2. The method of claim 1 wherein the predetermined slice length is a nominal slice length and the adjusted slice length is smaller than the nominal slice length.

3. The method of claim 2, wherein a first image slice, second image slice or Nth image slice has the adjusted slice length and a first print medium advance, second print medium advance or Nth print medium advance corresponds to the adjusted slice length.

4. The method of claim 4 wherein at least one other image slice has the nominal slice length and at least one other print medium advance corresponds to the nominal slice length.

5. The method of claim 2 wherein the offset is determined taking into account at least one of: the position of a leading edge of an image to be printed relative to a defined nozzle row of the printhead, an actual distance between a printhead and the cut line, a calibration offset of the printhead, a calibration offset of the X cut line position, and an image margin.

6. The method of claim 2, the method further including: obtaining a leading nozzle row of the nozzle array for printing the first image slice as defined by the print mode;for the first image slice to be printed, shifting the leading nozzle row to be used for printing to adjust the slice length as a function of the offset; andfor subsequent image slices to be printed, shift the image to be printed across the nozzle rows of the nozzle array accordingly.

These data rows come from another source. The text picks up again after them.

PR #15, opened 2015-07-31
Pass options directly to our early return routine.

jparise:
This is a more flexible approach that will allow this routine to consider the
full set of options when evaluating an early return.

Also, the `queue` parameter was never being used so it has been removed.


garrettmoon:
Looks good to me.

PR #16, opened 2015-08-01
Fix concurrency issue: Only alter completions dictionary while locked

jmah:


garrettmoon:
Looks good to me, thanks for catching this!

7. The method of claim 6 wherein the slice length of the first image slice is adjusted so that a sum of the adjusted slice length plus an integer multiple of the nominal slice length corresponds to the distance between the leading edge of an image to be printed and the X cut line position.

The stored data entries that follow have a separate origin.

PR #20, opened 2015-08-01
Set QOS / Thread priority

garrettmoon:
Surprisingly, it seems that leaving the qos priority to default does not actually lead to a qos of background like the documentation states. I've found that the QOS gets upgraded to user interactive in some cases. This explicitly sets the QOS on all operations to background so we don't affect scroll performance.

### DIFF
--- a/Pod/Classes/PINRemoteImageManager.m
+++ b/Pod/Classes/PINRemoteImageManager.m
@@ -1244,9 +1244,8 @@ typedef void (^PINRemoteImageManagerDataCompletion)(NSData *data, NSError *error
 {
     NSBlockOperation *operation = [NSBlockOperation blockOperationWithBlock:block];
     operation.queuePriority = operationPriorityWithImageManagerPriority(priority);
-    operation.qualityOfService = NSOperationQualityOfServiceBackground;
 #if defined(__IPHONE_8_0)
-    operation.qualityOfService = NSQualityOfServiceBackground;
+    operation.qualityOfService = NSOperationQualityOfServiceBackground;
 #else
     operation.threadPriority = 0.2;
 #endif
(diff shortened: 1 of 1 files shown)


Pod/Classes/PINRemoteImageManager.m
```diff
@@ -1241,6 +1244,12 @@ - (void)pin_addOperationWithQueuePriority:(PINRemoteImageManagerPriority)priorit
 {
     NSBlockOperation *operation = [NSBlockOperation blockOperationWithBlock:block];
     operation.queuePriority = operationPriorityWithImageManagerPriority(priority);
+    operation.qualityOfService = NSOperationQualityOfServiceBackground;
+#if defined(__IPHONE_8_0)
+    operation.qualityOfService = NSQualityOfServiceBackground;
```
jparise: It looks like this sets `operation.qualityOfService` twice.

garrettmoon: Good catch, thank you.

Pod/Classes/PINRemoteImageManager.m
```diff
@@ -1241,6 +1244,11 @@ - (void)pin_addOperationWithQueuePriority:(PINRemoteImageManagerPriority)priorit
 {
     NSBlockOperation *operation = [NSBlockOperation blockOperationWithBlock:block];
     operation.queuePriority = operationPriorityWithImageManagerPriority(priority);
+#if defined(__IPHONE_8_0)
+    operation.qualityOfService = NSOperationQualityOfServiceBackground;
+#else
+    operation.threadPriority = 0.2;
```
jparise: So we only set the thread priority for iOS 7, correct?  If we assigned a thread priority unconditionally, would that conflict with our QoS preference on iOS 8+?

garrettmoon:
threadPriority was deprecated in iOS 8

8. The method of claim 6 wherein the slice length of the first image slice is adjusted to zero and the length of the second image slice is adjusted so that a sum of the adjusted second slice length plus an integer multiple of the nominal slice length corresponds to the distance between the leading edge of an image to be printed and the X cut line position.

9. The method of claim 2, the method further including: obtaining a defined length of medium advance, as determined by a print mode, and a position of a leading edge of a first swath relative to a nozzle array used for printing the first image slice,wherein the length of the first image slice to be printed is reduced by shifting the leading edge of the first swath to an adjusted leading edge taking into account the offset to adjust the slice length of the first image slice.

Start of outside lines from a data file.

PR #24, opened 2015-08-03
Release our lock when we encounter a canceled task

jparise:
This early-out condition would exit while still holding our lock, resulting in
Very Bad Things (tm) down the line.


garrettmoon:
:thumbsup:

PR #26, opened 2015-08-04
Fix under os8

garrettmoon:
Apparently I'd forgotten how to check os at runtime. Sigh.


garrettmoon:
Tested on iOS 7 & iOS 8

jparise:
:+1:

PR #27, opened 2015-08-04
Fixes podspec syntax for git tag.

fonkadelic:
The podspec contains a syntax error for the git tag value, which prevents Cocoapods from installing versions greater than `1.0.0`.

You can run `pod spec lint` in the project directory to validate the podspec.


fonkadelic:
Ha... just saw that is fixed now. Cool!

garrettmoon:
Yes! Just fixed it now :)

The linter actually didn't catch it which is why it took so long to find :)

10. The method of claim 9 wherein part of image content is shifted from the first image slice to the second image slice with those pixels not depicted in the first image slice shifted to the second image slice.

11. The method of claim 10 wherein shifting of part of image content is propagated through subsequent image slices until the end of the image.

12. The method of claim 1 wherein the distance between a leading edge of an image to be printed and an X cut line position is determined as a sum of a nominal distance between a reference line of the printhead and an X cut line position in a printer; an offset between the reference line of the printhead and a leading nozzle row of a nozzle array of a printhead for printing a first image slice;a calibration offset of the printer; andan image margin.

13. The method of claim 12 wherein the leading row is determined by a masking scheme for printing a first image slice.

14. A printer including: a printhead assembly having a nozzle array;a cutter assembly arranged downstream of the printhead assembly to cut a print medium in an X direction; anda controller to:obtain information about a portion of the nozzle array determined for printing a predetermined image slice; andadjust the portion of the nozzle array for the predetermined image slice taking into account an offset.

15. A computer program product comprising a set of machine-readable instructions executable by a processing device to execute the method of claim 1.